# TASK OBJECTIVE
Reproduce the records below exactly, but only between the lines holding "the pre-existing IFF" and "We already went", inclusive.

# Dataset excerpts
^^^^^^^^^^^^^^^^

PR #3597, opened 2023-06-11
You can now use the Ghost verb when nested and still return to your body when freed

### LINKED ISSUE #1375: Freeing From Hive Doesn't Set You Back Into Body
## Description
Simple bug. Destroying the resin nest instead of doing the proper anim for it doesn't let someone who's ghosted back into their body.

It should let you back into your body after the nest is broken. Instead, if you break it with your knife instead of using a welder or etc to cut someone loose it keeps them ghosted.

## Steps to reproduce
- Get Capped
- Ghost
- Get freed via someone breaking the nest

### LINKED ISSUE #1552: Ghosting as infected is counter-intuitive
When you are infected and nested, you are given the opportunity to ghost. 

This uses a specific combination of `can_reenter_corpse` to avoid metagaming: the relation between ghost and body is preserved, but it is flagged as non-reenterable until freed. Otherwise a captured human could ghost/reenter at will to give out information on radio, for example.

This logic is handled by the nest. The logic for `Ghost` verb is separate and does not allow this. This means if a player says no to the popup then tries to ghost on their own later, they lose the ghost-body relationship for good.

Ahelps in past year have shown a recurrent tendency for this to happen.

Observed problems can likely be explained by:
 * The player doesn't get the nest ghosting alert() or closes it by accident
 * The player does not decide to ghost when getting alert, and assume they can later
 * The player did ghost via the popup, and tries to reenter but doesn't understand why they're unable

## Proposed resolution

Ideally, ghosting in nests should be refactored to also take into account self ghosting.

Additionally, Reenter-Corpse could provide a more specific message about it.

TheGamerdk:
# About the pull request

This is just confusing. Fixes #1552

Less confusion good

</details>

# Changelog

:cl:
fix: You'll now be allowed to reenter your nested body when freed, even if you used the ghost verb.
/:cl:

### DIFF
--- a/code/modules/mob/dead/observer/observer.dm
+++ b/code/modules/mob/dead/observer/observer.dm
@@ -388,7 +388,7 @@ This is the proc mobs get to turn into a ghost. Forked from ghostize due to comp
 			options = list("Aghost") + options
 		var/text_prompt = "Are you -sure- you want to ghost?\n(You are alive. If you ghost, you won't be able to return to your body. You can't change your mind so choose wisely!)"
 		var/is_nested = (buckled && istype(buckled, /obj/structure/bed/nest))
-		var/nest
+		var/obj/structure/bed/nest/nest
 		if(is_nested)
 			text_prompt += "\nSince you're nested, you will be given a chance to reenter your body upon being freed."
 			nest = buckled
--- a/code/modules/mob/dead/observer/observer.dm
+++ b/code/modules/mob/dead/observer/observer.dm
@@ -402,10 +402,10 @@ This is the proc mobs get to turn into a ghost. Forked from ghostize due to comp
 		if(location) //to avoid runtime when a mob ends up in nullspace
 			msg_admin_niche("[key_name_admin(usr)] has ghosted. [ADMIN_JMP(location)]")
 		log_game("[key_name_admin(usr)] has ghosted.")
-		var/mob/dead/observer/ghost = ghostize(is_nested) //FALSE parameter is so we can never re-enter our body, "Charlie, you can never come baaaack~" :3
+		var/mob/dead/observer/ghost = ghostize((is_nested && nest && !QDELETED(nest))) //FALSE parameter is so we can never re-enter our body, "Charlie, you can never come baaaack~" :3
 		if(ghost && !is_admin_level(z))
 			ghost.timeofdeath = world.time
-		if(is_nested && nest)
+		if(is_nested && nest && !QDELETED(nest))
 			ghost.can_reenter_corpse = FALSE
 
 /mob/dead/observer/Move(atom/newloc, direct)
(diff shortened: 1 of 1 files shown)


code/modules/mob/dead/observer/observer.dm
```diff
@@ -386,7 +386,13 @@ This is the proc mobs get to turn into a ghost. Forked from ghostize due to comp
 		var/list/options = list("Ghost", "Stay in body")
 		if(check_rights(R_MOD))
 			options = list("Aghost") + options
-		var/response = tgui_alert(src, "Are you -sure- you want to ghost?\n(You are alive. If you ghost, you won't be able to return to your body. You can't change your mind so choose wisely!)", "Are you sure you want to ghost?", options)
+		var/text_prompt = "Are you -sure- you want to ghost?\n(You are alive. If you ghost, you won't be able to return to your body. You can't change your mind so choose wisely!)"
+		var/is_nested = (buckled && istype(buckled, /obj/structure/bed/nest))
+		var/nest
+		if(is_nested)
+			text_prompt += "\nSince you're nested, you will be given a chance to reenter you body upon being freed."
```
harryob, line 393:
```suggestion
			text_prompt += "\nSince you're nested, you will be given a chance to reenter your body upon being freed."
```

harryob (changes requested):

Huffie56:
just want to point out this issue that is related in case you didn't saw it....
unsure if your PR fix it?
https://github.com/cmss13-devs/cmss13/issues/1552

fira (changes requested):
This is the same way the nests themselves do it, and as noted in the linked issue it appears to sometimes fail for some reason - players in ahelps report they click yes on the nest prompt and can't reenter (i made extra sure, but could never reproduce myself)

This is still a good step forward in being less confusing to people

You should check nest also after the alert to avoid race conditions though

TheGamerdk:
> This is the same way the nests themselves do it, and as noted in the linked issue it appears to sometimes fail for some reason - players in ahelps report they click yes on the nest prompt and can't reenter (i made extra sure, but could never reproduce myself)
> 
> This is still a good step forward in being less confusing to people
> 
> You should check nest also after the alert to avoid race conditions though

Cursory glance at code shows it should be fine unless your ghost is recreated (which is possible, might be more wise to use the mind, that shouldn't get recreated iirc)

Added a race check condition to the ghostize() call

code/modules/mob/dead/observer/observer.dm
```diff
@@ -386,7 +386,13 @@ This is the proc mobs get to turn into a ghost. Forked from ghostize due to comp
 		var/list/options = list("Ghost", "Stay in body")
 		if(check_rights(R_MOD))
 			options = list("Aghost") + options
-		var/response = tgui_alert(src, "Are you -sure- you want to ghost?\n(You are alive. If you ghost, you won't be able to return to your body. You can't change your mind so choose wisely!)", "Are you sure you want to ghost?", options)
+		var/text_prompt = "Are you -sure- you want to ghost?\n(You are alive. If you ghost, you won't be able to return to your body. You can't change your mind so choose wisely!)"
+		var/is_nested = (buckled && istype(buckled, /obj/structure/bed/nest))
+		var/nest
```
fira, line 391: need typing here to avoid errors

TheGamerdk, line 391:
```suggestion
		var/obj/structure/bed/nest/nest
```

harryob (approved):

PR #7802, opened 2024-12-12
Removes non combat click delay

Git-Nivrak:
# About the pull request
Basically #2130 but coded differently

# Explain why it's good for the game
#2130
# Testing Photographs and Procedure
<details>
<summary>Screenshots & Videos</summary>

Put screenshots and videos here with an empty line between the screenshots and the `<details>` tags.

</details>

# Changelog
:cl:
del: Removed non-combat click delay, interacting with items not on your person should be significantly smoother
balance: Clicking on the floor (open turfs) with an item will no longer cause a click delay
/:cl:

PR #8260, opened 2025-01-27
Revert "Removes non combat click delay"

Strobia:
Reverts cmss13-devs/cmss13#7802
This PR clearly states removing NON COMBAT click delay and that is misleading due to the fact that it HEAVILY affects combat and the current balance of the Yautja whitelist/all melee weapons + point blanks as marine.

🆑  LOLVAX1
Balance: Reverts the ''non combat'' click delay change due to it affecting combat heavily.

🆑

### DIFF
--- a/code/__DEFINES/_click.dm
+++ b/code/__DEFINES/_click.dm
@@ -1,4 +1,4 @@
-//Defines file for click related parameters
+//Defines file for byond click related parameters
 //this is mostly for ease of use and for finding all the things that use say RIGHT_CLICK rather then just searching "right"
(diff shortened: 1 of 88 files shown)


Zonespace27 (changes requested):
Please use the PR template.

Strobia:
CAN DO REVERT FEATURE SUCKS 1 SECOND!!!!!!!!!!!!

Drulikar:
We're well too late to be reverting this. Simply add delays to the items that are problematic.

PR #8263, opened 2025-01-27
Increases nuke timer to 3 minutes and makes it uncancelable, nuke autotriggers after decryption is finished.

ihatethisengine:
# About the pull request
Raises the timer of **techwebs** nuke to 3 minutes and makes it uncancelable.

Nuke autotriggers after decryption is finished.

Every time decryption is halted you lose 2 minutes of progress (to discourage people from holding "almost decrypted" nuke).

During decryption phase Queen can reset decryption by interacting with the nuke (just more consistent, it's weird that you would have to wait until it's decrypted otherwise).

Nuke is meant to end the round. But command often keeps it for later instead, still trying to win the game with regular methods while having a reliable backup plan (the nuke). This PR aims to discourage holding nuke for later, and to encourage using it right away, to end the round. This would also give xenos a better shot to contest the nuke itself. 

Again, nuke is meant to be a round-ender, not some soft of a backup plan you can save for later.

<details>

</details>

# Changelog
:cl: ihatethisengine
balance: raised the timer of techwebs nuke to 3 minutes and made it uncancelable, nuke autotriggers after decryption is finished.
/:cl:


Drulikar:
> Honestly I would even go as far as starting the nuke as soon as it is decrypted, but Drathek said no.
This is not what I said

tgui/packages/tgui/interfaces/NuclearBomb.jsx
```diff
@@ -7,6 +7,7 @@ export const NuclearBomb = () => {
 
   const cantNuke = (!data.anchor, !!data.safety, !data.decryption_complete);
   const cantDecrypt = (!data.anchor, data.decryption_complete);
+  const cantDisengage = (!data.anchor, !data.cantDisengage);
```
ihatethisengine, line 10:
```suggestion
  const cantDisengage = (!data.anchor, !data.can_disengage);
```

efzapa:
it should be clarified preferably in the last decryption stages that the nuke activation will start on decryption they *will not* be able to deactivate it.

because alooot of people won't be used to this auto trigger.

ihatethisengine:
> because alooot of people won't be used to this auto trigger.

Eventually, they will.

efzapa:
> > because alooot of people won't be used to this auto trigger.
> 
> Eventually, they will.

the notice would still be useful for clarity sake

code/game/machinery/nuclearbomb.dm
```diff
@@ -466,8 +467,24 @@ GLOBAL_VAR_INIT(bomb_set, FALSE)
...
+				to_chat(ui.user, SPAN_INFO("[src] is impossible to disengage now!"))
+				return
+		if("toggleSafety")
+			if(decrypting)
+				to_chat(ui.user, SPAN_INFO("Stop decryption first!"))
+				return
+		if("toggleAnchor")
+			if(decrypting)
+				to_chat(ui.user, SPAN_INFO("Stop decryption first!"))
+				return
```
kiVts, line 487: why add a second switch?

code/game/machinery/nuclearbomb.dm
```diff
@@ -621,11 +646,23 @@ GLOBAL_VAR_INIT(bomb_set, FALSE)
...
 	SIGNAL_HANDLER
 
 	if(!decrypting)
 		return
 
 	decrypting = FALSE
+	decryption_time = min(initial(decryption_time), decryption_time + 2 MINUTES)
 	announce_to_players()
+
+/obj/structure/machinery/nuclearbomb/tech/attack_hand(mob/user as mob)
```
kiVts, line 660: dont need `as mob`, ever.

kiVts (changes requested):

code/game/machinery/nuclearbomb.dm
ihatethisengine: To override parent's?

code/game/machinery/nuclearbomb.dm
ihatethisengine, line 660:
```suggestion
/obj/structure/machinery/nuclearbomb/tech/attack_hand(mob/user)
```

code/game/machinery/nuclearbomb.dm
kiVts: the you can move the parent call to the only action below

kiVts: the issue is when someone inevitably comes around to change things, they will see two switches and think of where to put their code. its not too big of a hussle to conjoin them either.

kiVts (approved):

code/game/machinery/nuclearbomb.dm
```diff
@@ -579,7 +579,7 @@ GLOBAL_VAR_INIT(bomb_set, FALSE)
 	var/list/humans_other = GLOB.human_mob_list + GLOB.dead_mob_list
```
Drulikar, line 590: Any reason to include dead mob list then if you are removing every mob that isn't conscious?

Drulikar (changes requested):

zzzmike:
In round 26819, I don't know if this was TM'd at the time but decryption was able to be 'started' after decryption had already completed - it immediately completed but either way this shouldn't happen. So, you may want to add something like a decrypted var and add a return if it's true in the if("toggleEncryption") flow.

cm13-github:

code/game/machinery/nuclearbomb.dm
Drulikar: Yes thus what I'm saying:
```js
	if(current_mob.stat != CONSCIOUS || isyautja(current_mob))
			humans_other -= current_mob
```

If your stat is `DEAD` it does not equal `CONSCIOUS` so you remove them no?

ihatethisengine: oh right

cm13-github:

ihatethisengine:
remove sprite and mapping tags please

PR #8273, opened 2025-01-29
Smartscope now uses alt IFF.

Detective-Google:
# About the pull request

This PR adds a new smartscope that replaces all current instances of the smartscope and uses the Alt IFF system(E.g, it prevents you from shooting at friendlies rather than firing through them.) 

the old smartscope has been removed entirely

The B8(new smartscope) now applies a 10% damage reduction modifier, and a .2 falloff modifier, but otherwise does not alter the gun's stats. 
The B8(new smartscope) Does not have the zoom feature.

The M41A MK2 can now equip the smartscope.

The smartscope largely exists as "training wheels" for newer/more casual players to play, however as it currently exists, completely destroys a weapon's stats-- making a player individually near useless, while also allowing for IFF stacking with multiple rifles, in which case it is very very strong. It is also restricted to some of the least used guns in the game, meaning the pulse rifle a newer player is often handed can't even mount it.

To remedy this, the smartscope now uses the alt IFF system, instead of being a DPS stacking item you can add to your frontline riflemen it instead acts as an assist item, similar to the recoil compensator, that allows you to trade some damage for the assist. 

<details>

https://github.com/user-attachments/assets/ceb47ac1-b0ba-4b57-b992-52c961248159

</details>

# Changelog
:cl: detectivegoogle, ihatethisengine
balance: The smartscope now uses alt IFF and cannot fire through friendlies.
balance: The smartscope now only applies a small damage and falloff malus to the mounted weapon.
balance: The smartscope can be mounted to the m41a MK2
balance: The smartscope has lost it's zoom functionality.
/:cl:

### DIFF
--- a/code/modules/projectiles/gun_attachables.dm
+++ b/code/modules/projectiles/gun_attachables.dm
@@ -926,6 +926,36 @@ Defined in conflicts.dm of the #defines folder.
 			. = TRUE
 	return .
 
+/obj/item/attachable/alt_iff_scope
+	name = "B8 Smart-Scope"
+	icon = 'icons/obj/items/weapons/guns/attachments/rail.dmi'
+	icon_state = "iffbarrel"
+	attach_icon = "iffbarrel_a"
+	desc = "An experimental B8 Smart-Scope. Based on the technologies used in the Smart Gun by ARMAT, this sight has integrated IFF systems. It can only attach to the M4RA Battle Rifle and M44 Combat Revolver."
+	desc_lore = "An experimental fire-control optic capable of linking into compatible IFF systems on certain weapons, designated the XAN/PVG-110 Smart Scope. Currently programmed for usage with the M4RA battle rifle and M44 Combat Revolver, due to their relatively lower rates of fire. Experimental technology developed by Armat, who have assured that all previously reported issues with false-negative IFF recognitions have been solved. Make sure to check the sight after every op, just in case."
+	slot = "rail"
+	pixel_shift_y = 15
+
+/obj/item/attachable/alt_iff_scope/New()
+	..()
+	damage_mod = -BULLET_DAMAGE_MULT_TIER_2
+	damage_falloff_mod = 0.2
+
+/obj/item/attachable/alt_iff_scope/set_bullet_traits()
+	LAZYADD(traits_to_give, list(
+		BULLET_TRAIT_ENTRY(/datum/element/bullet_trait_iff)
+	))
+
+/obj/item/attachable/alt_iff_scope/Attach(obj/item/weapon/gun/attaching_gun)
+	. = ..()
+	if(!GetComponent(attaching_gun, /datum/component/iff_fire_prevention))
+		attaching_gun.AddComponent(/datum/component/iff_fire_prevention)
+	SEND_SIGNAL(attaching_gun, COMSIG_GUN_ALT_IFF_TOGGLED, TRUE)
+
+/obj/item/attachable/alt_iff_scope/Detach(mob/user, obj/item/weapon/gun/detaching_gun)
+	. = ..()
+	SEND_SIGNAL(detaching_gun, COMSIG_GUN_ALT_IFF_TOGGLED, FALSE)
+
 /obj/item/attachable/scope
 	name = "S8 4x telescopic scope"
 	icon = 'icons/obj/items/weapons/guns/attachments/rail.dmi'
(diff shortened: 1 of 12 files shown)


private-tristan:
should either remove the old smartscope or make sure that it's still able to be applied to rifles (as right now it looks like, even if a mini iff scope spawns in, it'll be useless).

Detective-Google:
> should either remove the old smartscope or make sure that it's still able to be applied to rifles (as right now it looks like, even if a mini iff scope spawns in, it'll be useless).

the pre-existing IFF scope has not been touched at all except changing it's name and description to iterate it from B8 -> B9 so that it is identifiable from the new one. It still maintains all its functionality but is unobtainable as every source of mini_iff has been find&replaced with alt_iff

thwompa:
This is supported by me.

Syndro101:
Claiming this is "training wheels" for newer players who 99% of the time wont mount it seems pointless to me, not to mention it removing full-auto makes mounting it on the mk2 completely impractical. More experienced players will see the rancid downsides the attachment contributes and completely avoid it.

We already went through alt-IFF once with SG and the majority of the community absolutely despised it, doing the same to this scope that's already seen nerfs prior will just make it even less used.

I'd prefer if the smart scope was changed to be less available to prevent the "IFF-stacking" you've mentioned instead of turning the attachment into a gimmick that won't ever see use again.

I'd like to state I have no objection to balancing IFF, I just feel this isn't the direction it should take.

DrAmazing343:
The only way this is good training wheels for new players is if it still allows full auto because new players won’t understand semi auto carpal tunnel that makes the mk2 a fragger gun

BasilHerb:
Sounds like a well deserved change. IFF has been trending this way for a while (as it should), since IFF forces individual guns into being dogshit while simultaneously making them the most OP thing imaginable due to stacking capability. 

I am very interested to see how it will fare on the MK2 rifle- Speaking frankly, in 60% of cases marines that could fire, won’t due to fear of FF. The overall damage nerf doesn’t seem outrageous, so this would make the B8 unironically worth taking. People saying this makes the attachment ‘useless’ are massively underestimating how much fearRP impacts marines- Currently, if you want to unga without fear of FF, you basically need to frontline. Most marines behind you will never contribute a single shot to the battle, making them dead weight.

I have to hard agree with the others in letting MK2 keep full auto with the scope. You can already reach full auto fire rate by clicking on semi, so this change effectively accomplishes nothing and does not nerf the weapon’s fire rate. All it’s nerfing is the player’s chances of avoiding arthritis by 30. 

Marine buffs disguised as nerfs stay winning 🔥🔥🔥

code/modules/projectiles/gun_attachables.dm
```diff
@@ -1171,46 +1202,6 @@ Defined in conflicts.dm of the #defines folder.
 	select_gamemode_skin(type)
 	attach_icon = icon_state
 
-/obj/item/attachable/scope/mini_iff
```
realforest2001, line 1174: I would personally leave this in for potential event use, but that's up to you.

realforest2001 (approved):

code/modules/projectiles/gun_attachables.dm
Detective-Google: I had originally intended to do so, but I found that in practice a similar amount of varediting is needed to just make a gun IFF as to spawn in an un-obtainable item and varedit the desired guns to accept it, I decided it was not worthwhile to maintain the code for this niche use case as a result.

cm13-github:
#### Test Merge Updated

<details><summary>Details</summary>

##### Server Instance
CM13 Live

##### Revision
Origin: 8fde04edfa037e0e0ad1a4ee6b2c5cb661e30130
Pull Request: 61e30f00b73e3afca460bbd1ba3cad9dcbbb259f
Server: 46172eeae6604a1c4fa7d0c121070780ea0cca41

##### Comment

</details>

Neskah:
I like the idea, but this seems kind of random. The B8 was super niche before, but it was by no means a form of 'training wheels'. It allowed the weapons it was mounted on to perform an otherwise impossible action, thereby adding a new playstyle. The only thing it might 'train' you to do is friendly fire your allies.

 The new scope is technically a straight downgrade on a weapon, but it _can_ help suppression-heavy marines avoid friendly firing as much, and does act as a nice form of training wheels for new marines. If anything, I really think this change should be reverted, but the new B8 functionality should be added as some sort of smart holo or reflex sight, mountable on M41As and potentially other weapons.

And if people still think it's useless and bad, and you're trying to buff the B8, maybe add the new functionality along with a limited/weaker motion detector as a smart holo-sight.

code/modules/projectiles/gun_attachables.dm
```diff
@@ -926,6 +926,37 @@ Defined in conflicts.dm of the #defines folder.
 			. = TRUE
 	return .
 
+/obj/item/attachable/alt_iff_scope
+	name = "B8 Smart-Scope"
+	icon = 'icons/obj/items/weapons/guns/attachments/rail.dmi'
+	icon_state = "iffbarrel"
+	attach_icon = "iffbarrel_a"
+	desc = "An experimental B8 Smart-Scope. Based on the technologies used in the Smart Gun by ARMAT, this sight has integrated IFF systems. It can only attach to the M4RA Battle Rifle, the M44 Combat Revolver, and the M41A MK2 Pulse Rifle."
+	desc_lore = "An experimental fire-control optic capable of linking into compatible IFF systems on certain weapons, designated the XAN/PVG-110 Smart Scope. Currently programmed for usage with the M4RA battle rifle the M44 combat revolver, and the M41A MK2 pulse rifle. Experimental technology developed by Armat, who have assured that all previously reported issues with false-negative IFF recognitions have been solved. Make sure to check the sight after every op, just in case."
```
kiVts, line 935:
```suggestion
	desc = "An experimental B8 Smart-Scope. Based on the technologies used in the Smart Gun by ARMAT, this sight has integrated IFF systems. It can only attach to the M4RA Battle Rifle, the M44 Combat Revolver, and the M41A MK2 Pulse Rifle."
	desc_lore = "An experimental fire-control optic capable of linking into compatible IFF systems on certain weapons, designated the XAN/PVG-110 Smart Scope. Experimental technology developed by Armat, who have assured that all previously reported issues with false-negative IFF recognitions have been solved. Make sure to check the sight after every deployment, just in case."
```


Already said that in the description.

kiVts (approved):

PR #8278, opened 2025-01-29
Makes egg-sac eggs not support playable huggers 

Red-byte3D:
# About the pull request

If there is eggs BEFORE you put a cluster down as a carrier, the eggs will not support a playable hugger.  However any egg put after a cluster was placed will still support huggers(eggsac only)

Alot of people were complaining about how an oppressor + eggsac combo, or eggs designated to trap people by carrier players were being used up by playable huggers, this should remedy that while still allowing some huggers to spawn out of correct eggs.

<details>

</details>

# Changelog
:cl:
add: Eggsac carrier eggs no longer support playable huggers IF there is no cluster BEFORE they are placed, eggs put on clustered/hive weeds still allow huggers
/:cl:

### DIFF
--- a/code/modules/cm_aliens/structures/egg.dm
+++ b/code/modules/cm_aliens/structures/egg.dm
@@ -457,6 +457,11 @@ SPECIAL EGG USED WHEN WEEDS LOST
 
 #define ORPHAN_EGG_MAXIMUM_LIFE 6 MINUTES // Should be longer than HIVECORE_COOLDOWN
 
+/obj/effect/alien/egg/carrier_egg/orphan
+	huggers_can_spawn = TRUE
+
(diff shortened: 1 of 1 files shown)


ihatethisengine:
Can't you make this a setting? Normal carrier can prevent hugs from spawning on him, why not do the same for eggsac?

Red-byte3D:
its how it was requested

Drulikar (dismissed):
`/obj/effect/alien/egg/carrier_egg/orphan` type should have huggers allowed again. These are the normal eggs that convert when they lose weeds, but restore to normal eggs if weeds are restored.

harryob (approved):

^^^^^^^^^^^^^^^^

# OUTPUT
the pre-existing IFF scope has not been touched at all except changing it's name and description to iterate it from B8 -> B9 so that it is identifiable from the new one. It still maintains all its functionality but is unobtainable as every source of mini_iff has been find&replaced with alt_iff

thwompa:
This is supported by me.

Syndro101:
Claiming this is "training wheels" for newer players who 99% of the time wont mount it seems pointless to me, not to mention it removing full-auto makes mounting it on the mk2 completely impractical. More experienced players will see the rancid downsides the attachment contributes and completely avoid it.

We already went through alt-IFF once with SG and the majority of the community absolutely despised it, doing the same to this scope that's already seen nerfs prior will just make it even less used.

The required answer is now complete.